En matière de développement du numérique éducatif, "le problème, ce sont les usages, pas les machines", assure François Bonneau, citant l'Insee (en 2013, le nombre moyen d’élèves par ordinateur est de 2,6 en lycée d'enseignement général et technologique et de 2 en lycée professionnel) et les divers investissements financés par les régions dans les vidéoprojecteurs et les tableaux numériques interactifs, les clés USB, les laboratoires de langues ainsi que le déploiement des ENT (environnements numériques de travail).
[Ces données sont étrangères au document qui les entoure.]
PR #1406, opened 2024-07-23
Solution

Bogdan-Rylov:


app/main.py
```diff
@@ -1,8 +1,41 @@
 class Car:
-    # write your code here
-    pass
+    def __init__(self, comfort_class: int, clean_mark: int,
+                 brand: str) -> None:
+        self.comfort_class = comfort_class
+        self.clean_mark = clean_mark
```
MNDonut: In the requirements these attributes can accept only specific values. Let's check them and if value is incorrect, set some default correct value

app/main.py
```diff
@@ -1,8 +1,41 @@
...
 
 class CarWashStation:
-    # write your code here
-    pass
+    def __init__(self, distance_from_city_center: float, clean_power: int,
+                 average_rating: float, count_of_ratings: int) -> None:
+        self.distance_from_city_center = distance_from_city_center
+        self.clean_power = clean_power
+        self.average_rating = average_rating
+        self.count_of_ratings = count_of_ratings
```
MNDonut: In the requirements these attributes can accept only specific values. Let's check them and if value is incorrect, set some default correct value

app/main.py
```diff
@@ -1,8 +1,41 @@
 class Car:
-    # write your code here
-    pass
+    def __init__(self, comfort_class: int, clean_mark: int,
+                 brand: str) -> None:
```
MNDonut: We don't format parameters in this way. The best approach is: parameters start from the next line and 1 line - 1 parameter

app/main.py
```diff
@@ -1,8 +1,41 @@
...
+        self.comfort_class = comfort_class
+        self.clean_mark = clean_mark
+        self.brand = brand
 
 
 class CarWashStation:
-    # write your code here
-    pass
+    def __init__(self, distance_from_city_center: float, clean_power: int,
+                 average_rating: float, count_of_ratings: int) -> None:
```
MNDonut: We don't format parameters in this way. The best approach is: parameters start from the next line and 1 line - 1 parameter

MNDonut (changes requested):

MNDonut (approved):

PR #1407, opened 2024-07-23
Solution

dpiuro:


app/main.py
```diff
@@ -1,8 +1,44 @@
 class Car:
-    # write your code here
-    pass
+    def __init__(
+        self, comfort_class: int, clean_mark: int, brand: str
```
Oleksl888: When you have multiple params it is a best practice to have each parameter on new line

app/main.py
```diff
@@ -1,8 +1,44 @@
...
+        self.comfort_class = comfort_class
+        self.clean_mark = clean_mark
+        self.brand = brand
 
 
 class CarWashStation:
-    # write your code here
-    pass
+    def __init__(
+        self, distance_from_city_center: float, clean_power: int,
```
Oleksl888: Same here  - each param must start on a new line

app/main.py
```diff
@@ -1,8 +1,44 @@
...
+    def serve_cars(self, cars: list[Car]) -> float:
+        income = 0.0
+        for car in cars:
+            if car.clean_mark < self.clean_power:
+                income += self.calculate_washing_price(car)
+                self.wash_single_car(car)
+        return round(income, 1)
+
+    def calculate_washing_price(self, car: Car) -> float:
+        price = (
```
Oleksl888: No need to store result of calculation in variable since you are not going to reuse it. You can straight return:
```
return round(
            car.comfort_class
            ...

File: app/main.py [hunk 4]
```diff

Mais si 72% des lycées publics disposent de ces portails web qui mettent en ligne des ressources et services numériques, administratifs ou pédagogiques, en direction des élèves, des parents et des personnels, "les usages restent bien en deça", déplore l'ARF. La "faute" à "une réelle coopération entre les différents acteurs (ministères, collectivités, opérateurs publics, privés, associatifs...), à une répartition claire des responsabilités et d’un effort suffisant en matière de formation et d’accompagnement des personnels". Tout pourrait donc changer avec les promesses de la loi pour la refondation de l'école, notamment en termes de formation et d’assistance pédagogique des enseignants.
L'ARF est beaucoup moins enthousiaste sur l'article de la loi qui met à la charge des régions la maintenance des matériels et des logiciels des lycées (article 23) et demande toujours une compensation financière de l'Etat. Le débat serait toujours "ouvert", assure François Bonneau. Autre voie de financement envisagée : les régions pourraient proposer et organiser la mutualisation de personnels entre plusieurs lycées, dans le cadre des futures conférences territoriales de l'action publique envisagées par le projet de loi de modernisation de l'action publique territoriale.
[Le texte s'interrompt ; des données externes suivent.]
PR #1408, opened 2024-07-23
'Solution'

ABaidin:


app/main.py
```diff
@@ -1,8 +1,46 @@
...
-    # write your code here
-    pass
+    def __init__(
+            self,
+            comfort_class: int = 7,
+            clean_mark: int = 1,
+            brand: str = "some_car"
+    ) -> None:
+        self.comfort_class = comfort_class
+        self.clean_mark = clean_mark
```
MNDonut: In the requirements these attributes can accept only specific values. Let's check them and if value is incorrect, set some default correct value

app/main.py
```diff
@@ -1,8 +1,46 @@
...
+            self,
+            distance_from_city_center: float = 1.0,
+            clean_power: int = 10,
+            average_rating: float = 5.0,
+            count_of_ratings: int = 100
+    ) -> None:
+        self.distance_from_city_center = distance_from_city_center
+        self.clean_power = clean_power
+        self.average_rating = average_rating
+        self.count_of_ratings = count_of_ratings
```
MNDonut: In the requirements these attributes can accept only specific values. Let's check them and if value is incorrect, set some default correct value

app/main.py
```diff
@@ -1,8 +1,46 @@
...
+        return round(price, 1)
+
+    def wash_single_car(self, car: Car) -> None:
+        car.clean_mark = self.clean_power
+
+    def rate_service(self, rating: int | float) -> None:
+        total_rating = self.average_rating * self.count_of_ratings
+        self.count_of_ratings += 1
+        self.average_rating = round((total_rating + rating)
+                                    / self.count_of_ratings, 1)
```
```
variable = (
    a + b
    * 2
    * a
)
```

app/main.py
```diff
@@ -1,8 +1,46 @@
...
+        income = 0.0
+        for car in cars:
+            if car.clean_mark < self.clean_power:
+                income += self.calculate_washing_price(car)
+                self.wash_single_car(car)
+        return round(income, 1)
+
+    def calculate_washing_price(self, car: Car) -> float:
+        price = (car.comfort_class * (self.clean_power - car.clean_mark)
+                 * self.average_rating / self.distance_from_city_center)
```
```
variable = (
    a + b
    * 2
    * a
)
```

MNDonut (changes requested):

ABaidin:
I'm not sure if I implemented calculation adjustments right, because flake8 was cursing on me all the time, but I managed to write code the way it passes pytest and flake8. Hope it looks good enough and I did what you wanted from me :)
Also, the conditions and default values that I wrote seems a little bit sketchy to me. Was I supposed to use "If: else:", or this way is also viable?

app/main.py
```diff
@@ -5,22 +5,32 @@ def __init__(
             clean_mark: int = 1,
             brand: str = "some_car"
     ) -> None:
-        self.comfort_class = comfort_class
-        self.clean_mark = clean_mark
+        if comfort_class in range(1, 7 + 1):
+            self.comfort_class = comfort_class
+
+        if clean_mark in range(1, 10 + 1):
+            self.clean_mark = clean_mark
```
MNDonut: what if I pass -100?
it means you'll not set self.comfort_class at all and the same for other attributes
basically you can still use if statement or even create a separate function, but if statement should be correct and value should be set as well :)

app/main.py
```diff
@@ -42,5 +56,8 @@ def wash_single_car(self, car: Car) -> None:
     def rate_service(self, rating: int | float) -> None:
         total_rating = self.average_rating * self.count_of_ratings
         self.count_of_ratings += 1
-        self.average_rating = round((total_rating + rating)
-                                    / self.count_of_ratings, 1)
+        self.average_rating = (round(
```
MNDonut: round should be on the next line
the general rule is: content inside brackets should be on other lines than these brackets

MNDonut (changes requested):

app/main.py
```diff
@@ -1,8 +1,76 @@
...
+        price = (
+            (self.clean_power - car.clean_mark)
+            * car.comfort_class
+            * self.average_rating
+            / self.distance_from_city_center
+        )
+        return round(price, 1)
+
+    def wash_single_car(self, car: Car) -> None:
+        car.clean_mark = self.clean_power
```
Oleksl888: missing condition from p3 in task definition

app/main.py
```diff
@@ -1,8 +1,76 @@
...
+            self.average_rating = average_rating
+        else:
+            self.average_rating = 3.5
+
+        if count_of_ratings > 0:
+            self.count_of_ratings = count_of_ratings
+        else:
+            self.count_of_ratings = 10
+
+    def serve_cars(self, cars: list) -> float:
```
Oleksl888: Specify cars list contents data type

app/main.py
```diff
@@ -1,8 +1,76 @@
...
+        income = 0.0
+        for car in cars:
+            if car.clean_mark < self.clean_power:
+                income += self.calculate_washing_price(car)
+                self.wash_single_car(car)
+        return round(income, 1)
+
+    def calculate_washing_price(self, car: Car) -> float:
+        price = (
```
Oleksl888: No need to store result in variable since you are not going to reuse this value

Oleksl888 (changes requested):

app/main.py
ABaidin: "wash_single_car" called only inside "serve_cars" where this condition needs to be checked anyway.
Do I still need to add this condition inside "wash_single_car" method?

Oleksl888: yes. It is written in task requirements + this method potentially can be called outside other method

LiudmylaKulinchenko (approved):
Well done 👏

Vers des "internats de la réussite"

A la rentrée 2012, plus de la moitié des lycées d'enseignement général et technologique (LEGT) et des lycées professionnels (LP) avaient un internat. Un sujet non négligeable pour l'ARF, qui travaille aujourd'hui avec le gouvernement au concept des futurs "internats de la réussite". Ces internats d'un type nouveau, en rupture avec celui d'"internat d'excellence" lancé en 2008, s'inscriront dans le cadre du nouveau programme des investissements d'avenir annoncé par le Premier ministre le 9 juillet dernier.
Les régions, qui assurent depuis 2005 les missions de restauration et d’hébergement des élèves en internat (entretien et fonctionnement des locaux), entendent être associées aux projets académiques et aux politiques de recrutement des établissements "afin d’oeuvrer en matière de mixité sociale, de réussite scolaire et d’accès à une offre de formation diversifiée".
Enfin, avec la loi de refondation de l’école, la région peut signer le contrat d’objectifs jusque-là conclu uniquement entre le lycée et l’autorité académique. Le document transcrira de manière très concrète les responsabilités de la collectivité : mise en application des objectifs de la carte des formations, développement du numérique éducatif, restauration scolaire (approvisionnement, pédagogie de l'alimentation…), internat, ouverture à l'international, ouverture de l'établissement sur son environnement…
Une convention-cadre devrait se formaliser dans le cadre d'une phase d'expérimentation. Les premières seraient signées pour l'année scolaire 2014-2015.